EXAMPLES of SUCCESS STORIES

Boeing Example

·         In 1995, Boeing redesigned their infrastructure to move waste.  There were 3.6 billion pounds of waste (scrap, wood, air emissions, wastewater, paper, garbage) while there were 61 million pounds (206 in units) of airplanes.  The waste to product ratio was 65:1, and the waste was not necessary to delivering the product.

·         In 2006, the infrastructure was eliminated, resulting in a lean and green organization.  The waste to product ratio became minimal and light energy was cut 90%.

·         The environment benefitted from the move to lean manufacturing.

·         It turns out that environmental waste = economic waste.  They are both green, both good for the bottom line, and eW=Ew.

ING Headquarters Building Case

·         “When 1% of a building’s up front cost is spent, 70% of its lifecycle costs are committed.”  -Joseph Romm

·         538,000 square foot bank in the Netherlands – all plants are fed with roof rainwater, every office has natural air and light, HVAC is passive, within 5km of employee’s homes, minimal parking, 92% less energy than comparable buildings >> absenteeism dropped 15%.

Trees

·         Paper = 2% of the world trade, 2.5% of industrial production, is a $132B industry in the U.S., 10% are filed and the remainder are discarded or recycled.

·         Closing the loop:

o   NYC recovered 50,000 wooden pallets/year and saved $500k/disposal.

o   Germany: reusable pallets, barcodes, and cooperage.

o   Paper recycling fiber: U.S. 47%, Holland 96%, Japan 52%.

o   Process: Wisconsin ban paper to landfill > Green Bay Packaging designed a zero discharge paper mill and became the lowest cost producer because they were doing in-house recycling and located their factory away from the river (GB Packaging created an economic advantage after the policy was put in place).

o   Hemp and grasses have higher fiber content than wood.

Energy

·         97 quadrillion BTU’s flowed through the U.S. in 2002 and we are heading for a 50% increase.

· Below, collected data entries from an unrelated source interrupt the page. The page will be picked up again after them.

PR #914, opened 2026-08-16
feat(help): list `--help` and `--version`, which every page answers

jdx:
PR 3, the last of the four help differences. Both flags worked and neither appeared on any page: a reader looking for how to ask for help had to already know.

```
Flags:
  -o, --output <OUTPUT>  Write output to a file instead of stdout
  -h, --help             Print help
  -V, --version          Print version
```

## The rule this reverses, and the half it keeps

The old rule was that a page lists exactly what its spec declares. Per your call, the page now names these two — but the **spec still does not**, because the parser supplies them and a spec claiming otherwise would have every reader inventing a flag its CLI never wrote.

Help is written for people; the spec has its own readers, and they are not the same readers. A test asserts both halves, which is the honest way to record a reversal.

## Where they are, and are not

- **`--version` only where the parser accepts one** — a command whose table says so, which is the root of a CLI that declared a version. A subcommand's page does not offer it, because `ex other --version` is refused. Offering a flag that would be refused is worse than staying quiet.
- **Each spelling dropped where the CLI claimed it.** `-V` taken by `--verbose` leaves `--version` listed alone; the parser yields to a declaration, and the page has to say what will actually happen rather than what would be tidy.
- **Last in the command's own section**, where clap has them, carrying no `help_heading` — so a CLI that groups its flags gets them at the end of the ungrouped list rather than inside somebody else's section.

## Verification

| mutation | result |
|---|---|
| nothing supplied is listed | FAILED (3 tests) |
| `--version` offered where the parser refuses it | FAILED |
| a claimed spelling is offered anyway | FAILED |

Gate green over mise's 211 commands. Seven expected pages in `lib/tests/parse.rs` and a handful of insta snapshots gain the line — each the intended change, checked one at a time rather than blanket-accepted.

---

That completes the four differences from the plan. `communique generate -h` is now byte-for-byte clap's output apart from the word `Flags:`, plus a `Global flags:` section clap has no equivalent for — and short help, which had no column at all, has one.

---

> [!NOTE]
> **Medium Risk**
> User-visible help text changes across all commands, but behavior is tightly gated by claimed spellings and covered by conformance, insta, and parse snapshot tests.
> 
> **Overview**
> Help output now shows **`-h, --help`** and **`-V, --version`** (when applicable) at the end of each command’s unheaded flags section, matching clap-style discoverability. The **spec/KDL still does not declare** these flags—the parser supplies them—so emitted specs stay unchanged while rendered pages name what users can actually type.
> 
> Both **`usage-argv`** (`supplied` / `supplied_entries` wired through `own_and_global`) and **`lib` docs rendering** (`supplied_flags`, with `inherited_flags` returning the ancestor “taken” spellings) pick long/short/both variants from what is already claimed, including **hidden flags and negations**. **`--version`** appears only on the **root** when a version exists; subcommands and unversioned CLIs omit it. Mise’s **`disable_help`** suppresses the supplied help line on KDL-rendered pages.
> 
> Conformance and snapshot tests were flipped from “must not list” to “listed but not declared,” with new cases for claimed spellings, hidden help, and negated `--version`.
> 
> <sup>Reviewed by [Cursor Bugbot](https://cursor.com/bugbot) for commit c6c0d410d1cb037d73a2f5a59cbd18691cef66cd. Bugbot is set up for automated code reviews on this repo. Configure [here](https://www.cursor.com/dashboard/bugbot).</sup>

### DIFF
--- a/argv/src/help.rs
+++ b/argv/src/help.rs
@@ -1159,7 +1159,14 @@ fn own_and_global<'a>(
     // negations, and a `--help` the page offers while something else binds it is exactly the
     // lie this whole model exists to prevent.
     let mut own = own;
-    own.extend(supplied_entries(here.cmd, &taken));
+    // Forms *and* negations: `long_flag` asks `find_negation` before it offers `--version`,
+    // so a declared negation beats a supplied flag even though it loses to a long.
+    let claimed: Vec<String> = taken
+        .iter()
+        .cloned()
+        .chain(taken_negations.iter().cloned())
+        .collect();
+    own.extend(supplied_entries(here.cmd, &claimed));
     (own, inherited)
 }
 
--- a/argv/src/help.rs
+++ b/argv/src/help.rs
@@ -939,6 +939,135 @@ pub fn find<'a>(
     walk(&mut path, &mut chain, spec.root, cmd).then_some((path, chain))
 }
 
+/// The entries for `--help` and `--version`, which the parser supplies and no spec declares.
+///
+/// Listed because help is written for people: a reader looking for how to get help should find
+/// it on the page. This reverses the rule these two used to follow — that a page lists exactly
+/// what its spec declares — and the reason is that the spec has its own readers, and they are
+/// not the ones reading this.
+///
+/// Four spellings each, because a CLI may have claimed either form for itself. The parser
+/// yields to a declaration (`in_scope` looks a command's own flags up first), so a page that
+/// claimed otherwise would be describing a flag that never binds.
+mod supplied {
+    use crate::spec::FlagMeta;
+    use crate::Flag;
+
+    macro_rules! entry {
+        ($name:ident, $flag:ident, $key:expr, $label:expr, $longs:expr, $shorts:expr, $help:expr) => {
+            static $flag: Flag<'static> = Flag {
+                key: $key,
+                name: $label,
+                longs: $longs,
+                shorts: $shorts,
+                ..Flag::BOOL
+            };
+            pub static $name: FlagMeta<'static> = FlagMeta {
+                flag: &$flag,
+                help: Some($help),
+                ..FlagMeta::EMPTY
+            };
+        };
+    }
+
+    entry!(
+        HELP_BOTH,
+        HB,
+        crate::HELP_LONG_KEY,
+        "help",
+        &["help"],
+        b"h",
+        "Print help"
+    );
+    entry!(
+        HELP_LONG_ONLY,
+        HL,
+        crate::HELP_LONG_KEY,
+        "help",
+        &["help"],
+        b"",
+        "Print help"
+    );
+    // Named `h`, not `help`: the declared name is judged against the forms the entry shows,
+    // and a short-only entry called `help` reads as a renamed flag — it printed `help: -h`.
+    entry!(
+        HELP_SHORT_ONLY,
+        HS,
+        crate::HELP_SHORT_KEY,
+        "h",
+        &[],
+        b"h",
+        "Print help"
+    );
+    entry!(
+        VERSION_BOTH,
+        VB,
+        crate::VERSION_LONG_KEY,
+        "version",
+        &["version"],
+        b"V",
+        "Print version"
+    );
+    entry!(
+        VERSION_LONG_ONLY,
+        VL,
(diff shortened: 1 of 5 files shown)


jdx:
All three addressed, and the first two fall out of the claim model rebuilt in #913 below.

**Hidden and negated claims** (greptile, Bugbot). `supplied_entries` decided from the *visible* own and inherited lists; it now asks the same set every other decision on the page uses, which counts hidden declarations and negations. The parser yields to both, so a page offering `--help` while a hidden `--help` binds would describe an action that typing it does not perform.

**Short-only entries showed the wrong name** (Bugbot) — real, and reproduced:

```
Flags:
      --quiet / --version  ...
  help: -h                 Print help
  version: -V              Print version
```

The declared name is judged against the forms the entry *shows*, so a short-only entry called `help` reads as a renamed flag. The leftover entries are named after the form they show.

**Ungrouped section order** (Bugbot). Right, and the snapshot that accepted it was mine. `group_by_heading` sorts the unheaded group to the front and argv's `groups_section` emits it there, so pushing the supplied group put `Flags:` after the headed sections in one renderer and before them in the other. Inserted first now; the snapshot is corrected rather than re-accepted:

```
+Flags:
+  -h, --help              Print help
+
 Filtering:
-      --filter <pattern>  Only matching
```

## Verification

| mutation | result |
|---|---|
| a short-only entry keeps the long name | FAILED |
| hidden and negated claims ignored | FAILED |

Gate green over mise's 211 commands, workspace suite green, clippy clean.

jdx:
Triaged all three. Two were already fixed on head; the third turned out to be a real regression, though not on this branch — chasing it is what found it, so thank you.

**Short-only flags show wrong name** — fixed in #916. A short-only entry is named after the form it shows (`"h"`, `"V"`), so `flag_usage`'s "declared name not implied by the forms" rule no longer fires and the page prints `-h` rather than `help: -h`. Both twins.

**Ungrouped section order mismatch** — fixed on head, and the code now says so where it happens: the supplied entries are `insert(0, …)`ed rather than pushed, because `group_by_heading` sorts the unheaded group to the front and argv's `groups_section` emits it there. A CLI that heads every one of its flags would otherwise get `Flags:` after the headed sections here and before them there.

**Hidden claims still offered** — this one was live, and worse than reported. `supplied_flags` was deciding against the *display* list of inherited flags, so a hidden ancestor global binding `--help` was invisible to it while argv's `taken` counted it. Measured, subcommand page under a root declaring `#[usage(long = "help", global, hide)]`:

```
argv: ["  -h           Print help"]
lib : ["  -h, --help   Print help"]   ← advertises a spelling the hidden flag binds
```

Fixed on this branch in `93919e0`: `inherited_flags` returns its claim set alongside its display list, and `supplied_flags` decides against the claims.

The part worth flagging: that commit *was* on this branch when you reviewed it, and every branch above this one had reverted it — an earlier restack had resolved a conflict in `lib/src/docs/cli/mod.rs` by taking the old side, silently dropping it along with two other help fixes. So the divergence you describe was real again at the top of the stack even though it was fixed here. The four upper branches have been rebased onto this one; `inherited_flags` now returns the claim set on every branch in the stack, and the probe above agrees on both renderers at the top. The gate did not catch it because mise's spec has no hidden global claiming a supplied spelling.

jdx:
Second pass on this PR's review. Most of the newer comments re-report findings against pre-rebase commits — the negate double-dashes (`----no-color`) was fixed in `5aab55a`, per-spelling masking in `6ad1a4b`, and the hidden-inherited claim in `93919e0`, which now threads the claim set out of `inherited_flags` rather than rebuilding it from the visible list.

One was new and correct: **help listed when disabled**. `disable_help` makes `is_help_arg` refuse `--help`, `-h` and `-?` outright, and the supplied entries were appended without consulting it — the page advertised an action its own parser would not perform, which is the exact lie this PR is otherwise careful about. Fixed in `c6c0d41`, with a snapshot test; `--version` stays, since nothing disabled that.

No twin change in usage-argv, and no divergence either: `disable_help` is a KDL word with no equivalent in the argv tables, so no spec that crate can hold ever carries one. Called out in the commit rather than left implicit, since byte-identical output is the invariant this area runs on.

·         There are many system losses:

o   Power Plant losses up to 70%; Transmission and distribution losses up to 9%; Motor, drivetrain and pump losses up to 37%; Pipe and throttle losses up to 53%.

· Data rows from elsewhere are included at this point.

PR #918, opened 2026-08-16
fix(ci): check the version the crates promise, and promise one that is true

jdx:
The MSRV said 1.80 and nothing checked it. The first run of a job that actually tries it:

```
error[E0658]: referencing statics in constant functions is unstable
 --> argv/src/lib.rs:550:21
```

**usage-argv has not built at its declared floor for a long time.** 1.80 was set in 2024 when `LazyLock` landed and never revisited — about two years of drift. A promise nobody checks is a guess.

I came to this from the other direction: a `use<..>` capture (Rust 1.82) got into usage-argv earlier in this stack and CodeRabbit caught it by reading, not by building. That is not a check.

## Two floors, because the crates genuinely differ

| | version | why |
|---|---|---|
| usage-argv, usage-derive, usage-config | **1.91** | no KDL dependency; mise's own floor, which is the one that matters for the fleet |
| usage-lib, usage-config-build, clap_usage, usage-cli | **1.95** | `kdl` declares 1.95, and there is no arguing with a dependency |

`clap_usage` and `usage-cli` are published and declared **nothing at all**, which is the same gap without the drift.

Each crate is checked at the version *it* declares rather than at one shared guess — that is what keeps the lower floor real rather than aspirational, and usage-argv's low floor is a genuine feature of a crate with no dependencies. The job also asserts the matrix and the manifests agree, so a crate that raises its floor without touching the workflow fails instead of being quietly tested at the old one.

## Verification

Installed both toolchains and checked at the exact versions, not at stable:

```
### at 1.91          ### at 1.95
  usage-argv    ok     usage-lib           ok
  usage-derive  ok     usage-config-build  ok
  usage-config  ok     clap_usage          ok
                       usage-cli           ok
```

The matrix/manifest guard was run under `bash` locally — my shell is zsh, which does not word-split unquoted expansions, so the first version of that check silently passed on nothing.

**Worth a look:** the workspace is on edition 2021 while mise is on 2024. With a 1.91 floor, 2024 is available. Not in this PR.

---

> [!NOTE]
> **Low Risk**
> Changes are CI guards and Cargo.toml MSRV metadata only; no runtime or library behavior changes.
> 
> **Overview**
> Adds a CI **`msrv`** job that actually builds published crates at the Rust versions they declare, instead of leaving stale **1.80** promises unchecked.
> 
> **Manifest updates:** KDL-free crates (`usage-argv`, `usage-derive`, `usage-config`) move to **1.91**; KDL-backed crates (`usage-lib`, `usage-config-build`, `clap_usage`, `usage-cli`) use **1.95**. **`clap_usage`** and **`usage-cli`** gain a `rust-version` for the first time. Unpublished **`usage-conformance`** and **`xtask`** drop `rust-version` so they are not treated as MSRV promises to dependents.
> 
> The workflow runs a **two-row matrix** (1.91 vs 1.95), bidirectional checks that each row’s crate list matches every published manifest at that version, then **`cargo check --locked --all-features`** on the pinned toolchain (library surface only, not dev-deps).
> 
> <sup>Reviewed by [Cursor Bugbot](https://cursor.com/bugbot) for commit b35b1ec9810557e9b61e08401c8b27c327652c92. Bugbot is set up for automated code reviews on this repo. Configure [here](https://www.cursor.com/dashboard/bugbot).</sup>

### DIFF
--- a/.github/workflows/test.yml
+++ b/.github/workflows/test.yml
@@ -93,15 +93,39 @@ jobs:
           persist-credentials: false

o   A typical 100-unit input pumping system equals 9.5 units output.

·         Solutions include irrigation…

Denmark Wind

·         Denmark has 3,115 MW wind power serving 5 M people

·         The government promotes wind turbine cooperatives (members/owners live within a certain distance of the site and manage the turbine).

Agriculture

·         Agriculture methods have a lot of wastes and inefficiencies (20% of products are unusable before end consumer, distribution over long distances).

·         Hothouses are replacing once a season/stocked harvests.  Farmers markets and co-ops flatten the supply chain.  Solar dryers save energy and reduce bugs.  Crop waste to ethanol for oil substitute.